■ワンポイント・エッセイ
研修講師としての話し方 質問を交える(6)大嶋 利佳

 受講者に質問し、発言を求めるとは、一時的にでも講義進行の
主導権を譲り渡すということです。受講者が的外れな発言をすれ
ば正さなければならず、延々と話し続ければ制止しなければなら
ず、自分の思った通りには進みません。
 それを恐れることなく、受講生に発言の機会を作り、ともに講
義の流れを作っていけるようになれば、それは講師として大きな
ステップアップになるでしょう。
 講義に積極的に質問を交えるため、注意すべき点をまとめてお
きます。
・受講者に発言してもらう必要性があるか
 講義の内容や進行によっては、講義だけで進めた方が効果的な
場合もあります。
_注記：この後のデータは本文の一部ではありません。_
PR #6923, opened 2021-12-20
Update Jenkins testing script

ddaina:
these changes are already used in `COPYCAT_CRABServer_ExecuteTests` tests, now officially merging it.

「参加型がいい研修だ」という思い込みで、不
用意に受講者に発言させないようにしましょう。
・受講者が発言しやすい環境であるか
 大勢の前で発言させられたり、他の参加者との間に上下関係があ
ったりすると安心して受講することはできません。誰もが自由に発
言できる場かどうかを見極めましょう。
・時間管理ができているか
 受講者の発言で時間を取られ、講義が予定通りに終わらないよう
では良い研修とは言えません。余裕のある進行予定をたて、その範
囲で発言してもらうよう時間を管理しましょう。